TRAFFIC’s e-commerce monitoring reveals shifting illegal wildlife trade market in China
Transactions for illegal wildlife products, particularly ivory, are shifting away from online retailers and onto social media platforms according to TRAFFIC’s research into the Chinese-language online retail community.
This is a key finding of a new report, Moving targets: Tracking online sales of illegal wildlife products in China, which discloses the results of routine market monitoring of China’s online retailers that began in 2006 and was released on Tuesday, the World Wildlife Day.
At its peak in March 2012, more than 4,000 new advertisements per month for illegal wildlife products were appearing online on Chinese language online retail websites, finds the new report. More than half of the illegal products offered comprised ivory items.
However, following advertisement removal and blocking of code words used to describe illegal products through regular exchange with e-commerce and enforcement agencies by TRAFFIC, this fell dramatically to around 1,500 from July 2012 and has remained around that level ever since.
“Major online retailers in China have been important allies in efforts to stamp out illegal wildlife trade, and their efforts have resulted in a sustained decrease in advertisements for such goods, yet the high number of such advertisements remains of concern and we are also seeing a shift in the way such transactions now take place,” said Zhou Fei, Head of TRAFFIC’s China Office.
One change has been an increase in the number of code words used by sellers to conceal the identity of their goods, from 15 code words used in 2012 to 64 identified and monitored by TRAFFIC today. At least 22 code words exist for ivory, including terms such as “African materials, yellow materials, white plastic, jelly”.

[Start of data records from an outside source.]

PR #207, opened 2023-09-13
Fix runner for ipv6

LukasPukenis:
Found that Peer is unused and simplified code by using OS calls for resolving. scenario28 now passes properly


matszczygiel (approved):
:+1:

All 64 code words are searched each month by TRAFFIC on 25 e-commerce and antique selling websites for eight wildlife products — ivory, rhino horn, Tiger bone, hawksbill shells, pangolin scales, leopard bones, Saiga horn and Hornbill casques.

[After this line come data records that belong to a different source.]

PR #208, opened 2023-09-13
Use 0600 permissions for the database file on unix systems

matszczygiel:


drop-storage/src/lib.rs
```diff
@@ -32,9 +32,50 @@ pub struct Storage {
 
 const MIGRATIONS_DIR: Dir = include_dir!("$CARGO_MANIFEST_DIR/migrations");
 
+#[cfg(unix)]
+fn prepare_sqlite_file(path: &str) -> io::Result<OpenFlags> {
```
LukasPukenis, line 36: The name is misleading, it doesn't prepare the file in any way, but builds the flags instead. `get_sqlite_flags()` or `build_sqlite_flags()` can be an alternative

drop-storage/src/lib.rs
```diff
@@ -32,9 +32,50 @@ pub struct Storage {
...
+                .write(true)
+                .create_new(true)
+                .mode(MODE)
+                .open(path)?;
+        }
+        Err(err) => return Err(err),
+    }
+
+    Ok(flags)
+}
```
LukasPukenis, line 68: We should include a test case for permissions if we alter the existing one as well, just in case. Initially, I thought about just affecting newly created database permissions and leaving existing ones as it is as it's additional problem vector. What is your take on this?

drop-storage/src/lib.rs
matszczygiel: Um, it creates a file and changes it's permissions. I think `get_sqlite_flags()` would be misleading since it doesn't mention messing around with the file system

drop-storage/src/lib.rs
```diff
@@ -32,9 +32,50 @@ pub struct Storage {
...
+
+#[cfg(not(unix))]
+fn prepare_sqlite_file(path: &str) -> io::Result<OpenFlags> {
+    Ok(OpenFlags::default())
+}
```
LukasPukenis, line 73: Windows should have teir own 0600 implementation. I think we could even pass it directly and it should just work

drop-storage/src/lib.rs
LukasPukenis: My bad, I started to comment without reading the body of the function

drop-storage/src/lib.rs
matszczygiel: Sadly it doesn't. At least in the Rust standard library

drop-storage/src/lib.rs
matszczygiel: Yeah. I can add those test cases

drop-storage/src/lib.rs
matszczygiel: Let me research this :+1:

drop-storage/src/lib.rs
matszczygiel: done

drop-storage/src/lib.rs
matszczygiel: So, as mentioned in today's sync, we leaving the Windows DB permissions for now

LukasPukenis (approved):
Beautiful testcases

PR #209, opened 2023-09-14
Lukasp/flaky testcase 31 1

LukasPukenis:


test/drop_test/peer_resolver.py
```diff
@@ -4,31 +4,9 @@
...
-        return self._name
-
-    def get_scenario(self) -> str:
-        return self._scenario
-
-
 class PEERResolver:
     def __init__(self):
         self._peer_mappings = {}
-        self._cache = {}
```
Lipt0nas, line 31: Could you elaborate on why was the caching removed?

LukasPukenis: Sure! So I noticed that caching is unnecessary as we can directly probe OS for reverse DNS lookup. Caching works fine as well however it makes it strict that a peer must be first queried with its name. I just refactored code and it seemed to work while being simpler to manage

There has also been evidence of the move to social media, where dealers release photos and information about illegal wildlife products in order to attract and interact with potential customers. Some dealers also use “agents” to extend their audiences by re-posting the information about illegal wildlife products onto their own social media platform.
“The shift into the secretive world of social media marketing creates a whole new suite of challenges, with enforcement agencies constantly seeking to keep one step ahead of the traffickers,” said Yannick Kuehl, TRAFFIC’s Regional Director for East and South Asia.

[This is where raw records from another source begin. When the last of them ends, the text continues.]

PR #212, opened 2023-09-15
Fix: sender emits file finished each time it connects to the receiver

matszczygiel:
I noticed that the `TransferManager::outgoing_terminal_recv()` already reports that the file is already terminated, just the code inside the clients was simply ignoring it. Hence the event was emitted even though the file was already terminated.

I managed to do a little™ refactor :smile: as well.

I think it best to review this PR commit by commit

### DIFF
--- a/test/scenarios.py
+++ b/test/scenarios.py
@@ -8353,4 +8353,73 @@ scenarios = [
             ),
         },
     ),
+    Scenario(
+        "scenario43",
+        "Sucesfully transfer the file. Then restart the receiver. Expect no events on receiver reconnection",
+        {
+            "DROP_PEER_REN": ActionList(
+                [
+                    action.Start("DROP_PEER_REN"),
+                    action.NewTransfer("DROP_PEER_STIMPY", ["/tmp/testfile-small"]),
+                    action.Wait(
+                        event.Queued(
+                            0,
+                            {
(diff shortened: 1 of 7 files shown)


LukasPukenis:
What do you think about introducing a separate testcase just for this? 31-8 is for nested directories. It's easier to understand what's wrong when a very specific test case fails. Or we can just modify existing one adding yet another stop()+start()+expect(noEvent)

matszczygiel:
@LukasPukenis oh yeah, let me add the test case

matszczygiel:
@LukasPukenis done

test/scenarios.py
```diff
@@ -8353,4 +8353,73 @@
...
+                        )
+                    ),
+                    action.Wait(event.Start(0, FILES["testfile-small"].id)),
+                    action.Wait(
+                        event.FinishFileUploaded(
+                            0,
+                            FILES["testfile-small"].id,
+                        )
+                    ),
+                    action.NoEvent(2),
```
LukasPukenis, line 8383: nitpick: this test might use a bit bigger NoEvent argument, especially when parallel executing it might be that receiver will do it's action slower and the sender will already succeed at waiting 2 seconds with no events

LukasPukenis (approved):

“Monitoring and policing this underground marketplace must become a top enforcement priority—it appears criminals are using it to carry out their clandestine activities.”
China has the world’s biggest online community with an estimated $274.6 billion spent in online trade in 2014.
The number of new illegal wildlife products observed by TRAFFIC online fell dramatically, as did the total number of such advertisements: In January 2012, TRAFFIC discovered almost 30,000 advertisements for five illegal wildlife products on 15 websites then surveyed. This rose to more than 50,000 in the next two months but dropped again in April 2012 to around 30,000 after TRAFFIC contacted and shared the monitoring results with website managers, several of whom immediately deleted the identified advertisements.